SMBHs can be found at the center of every galaxy. However, they remain elusive because they are unobservable with light unable to escape its event horizon. The only way to observe an unobservable object is through its interactions with other observable objects. The detection and analysis of TDEs is a useful avenue for studying the properties of SMBHs, because the black hole spin and mass can be determined by the light emitted during the TDE flare (Mockler et al. 2019).

TDE Distinctions and Classification

TDEs seem to most often occur in quiescent Balmer-strong galaxy hosts, specifically in post-starburst galaxies. A sample of quiescent Balmer-strong galaxies in the Sloan Digital Sky Survey (SDSS) contained more than one-third of observed TDE host galaxies (Law-Smith et al. 2017). This suggests a dramatically increased rate of occurrences of TDEs in such galaxies. Post-starburst and other quiescent Balmer-strong galaxies are expected to host TDEs 20-200 times more than other galaxies (French et al. 2018).

TDEs are expected to observationally produce distinct light-curve evolution (photometric data) as seen in Figure 1 as well as spectral emissions of abrupt flux increase (spectroscopic data). These characteristics may then be used to distinguish them from both supernovae and normal active galactic nuclei. TDEs are further distinguishable by relative location to center of host galaxy and roughly t−5/3 fallback rate for lumosity decay. Despite these distinctions, TDEs and supernovae are commonly mistaken for each other (Law-Smith et al. 2017).

Random Forest Classifier

The Random Forest classifier generates a large number of decision trees for the given feature. Each tree “collaborates” with the others within the forest to determine the final classification. A subsample is selected from the training sample in the generation of each tree. Random cuts from the available features are tested. In this way, this method prevents overfitting because each tree evaluates a subsample of the features and data (French et al. 2018).

Overfitting occurs when a machine learning model is over trained on the training data, resulting in a model successful in classifying only the training data, but not at classifying new data. The Random Forest algorithm can classify objects using a large number of features. The high accuracy algorithm is not at risk of overfitting the classifier to the specific training sample. For these reasons, the Random Forest method is preferentially used in astronomical classification of luminous objects, including variable stars and quasar candidates (Dubath et al. 2011). It is, therefore, an ideal model to use for the classification of TDEs.

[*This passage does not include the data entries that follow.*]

PR #3703, opened 2023-01-03
Toggle for showing non-boosted berry ripe times

### LINKED ISSUE #3336: [SUGGESTION] Option to show non-boosted berry ripe time
**Current Behavior**
Right now, you can set the options to see the time until the berry is ripe, or to the next stage of growth.

**Improved Behavior**
I am suggesting there be an option, somewhere in the settings menu, that if turned on, would show the time until the berry is ripe/next stage (based on current settings), but below would also show the time it would take without any growth speed boost.

**Reason for change**
My change would allow for more efficient farming without hassle, if you're trying to farm liechi berries, you have the wacan berries to increase the growth speed but want to switch to passho berries when the berries would need 6 hours left to grow, without boost. This change would allow you to see when you need to change it without needing to do the math. 

**Detailed Description**
I am suggesting it as an option to turn on/off, as if it was just added and was on, it would probably confuse new players. just making it a setting would allow those who don't care as much for efficiency to just not have to deal with it.

osherwott:
Only difference from jk's request is "altered from XX:XX" instead of "boosted from XX:XX" due to some growth auras slowing down growth times

Closes #3336


src/scripts/farming/Plot.ts
```diff
@@ -95,6 +97,28 @@ class Plot implements Saveable {
...
+                return '';
+            }
+            let timeLeft = 0;
+            if (this.age < this.berryData.growthTime[3]) {
+                timeLeft = Math.ceil(this.berryData.growthTime[3] - this.age);
+            } else {
+                timeLeft = Math.ceil(this.berryData.growthTime[4] - this.age);
+            }
+            return GameConstants.formatTime(timeLeft / 1);
+        });
```
Aegyo, line 120: Can you refactor these with the regular ones above so we don't have duplicated code?
For instance, you could have a `calcFormattedTimeLeft = (includeGrowthMultiplier: boolean) => {` which can be called in the regular and base computeds with true/false depending on if they want to use the growth multiplier or not. Just saves us having to modify two places in the future if anything changes.

osherwott: >`calcFormattedTimeLeft = (includeGrowthMultiplier: boolean) => {`

Would that be instead of my added calculation on line 100 or the original on line 86? And how would I go about formatting a boolean setting? I'm having trouble visualizing how I could include the data and accompanying text in the same function and result line, if that's what you're describing.

Aegyo: There are currently these two functions in the code with your changes
```ts
        this.formattedTimeLeft = ko.pureComputed(() => {
                return '';
            }
            let timeLeft = 0;
            } else {
            }
            const growthMultiplier = App.game.farming.getGrowthMultiplier() * this.getGrowthMultiplier();
            return GameConstants.formatTime(timeLeft / growthMultiplier);
        });

        this.formattedBaseTimeLeft = ko.pureComputed(() => {
                return '';
            }
            let timeLeft = 0;
            } else {
            }
            return GameConstants.formatTime(timeLeft / 1);
        });
```

They are identical except for the one line defining a growthMultiplier, and the last line where one uses and the other just hardcodes a value of 1.

Instead, you should do something like this
```ts
        this.calcFormattedTimeLeft = (includeGrowthMultiplier: boolean) => {
                return '';
            }
            let timeLeft = 0;
            } else {
            }
            const growthMultiplier = includeGrowthMultiplier
                ? App.game.farming.getGrowthMultiplier() * this.getGrowthMultiplier()
                : 1;
            return GameConstants.formatTime(timeLeft / growthMultiplier);
        });

        this.formattedTimeLeft = ko.pureComputed(() => {
            return this.calcFormattedTimeLeft(true);
        });

        this.formattedBaseTimeLeft = ko.pureComputed(() => {
            return this.calcFormattedTimeLeft(false);
        });
```

and something similar for the StageTimeLeft functions.

osherwott:
Condensing the rest of the code was harder than I thought. This much will suffice.
Ready to merge!

Jaaslet (approved):
Looks good. Thanks for the PR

Black holes present the opportunity to understand the curvature of spacetime. Black holes are difficult to observe due to the inherent strong gravitational effects which not even light can escape. However, observing how blackholes interact with visible matter may provide insight into the detection and property dynamics of massive black holes. Tidal disruption events (TDEs) occur when a star’s path encroaches on the event horizon of a supermassive black hole, such that tidal forces pull the star apart in a process known as spaghettification. As a result, TDEs produce energetic jets that are hypothesized locations of high-energy neutrino production. This project presents a new strategy for efficiently classifying TDEs by employing dual machine learning Random Forest classifiers. Trained on ~11,000 photometric data points and ~20,000 spectroscopic data points, the classifiers analyzed photometric and spectral data independently. The results of the two classifiers were then used to classify the probability that an event is a TDE. The result of this project is a machine learning classifier with a mean accuracy of ~86.5475%. This new classification system will aid in more efficient and accurate classification of TDEs, allowing for greater understanding of supermassive black holes and the creation of galaxies.

There are several considerations to be further investigated. A mean value approach was used to replace missing data points, which theoretically should not affect the data significantly as light curves are continuous. To produce more robust results, a KNN machine learning algorithm or a Random Forest model could be utilized to fill a missing value. While these methods may be computationally expensive, this may be feasible due to the given small dataset. Furthermore, another method may be devised to utilize the outputs of the spectroscopic classifier and the photometric classifier as inputs into another machine learning program to create an even more robust model.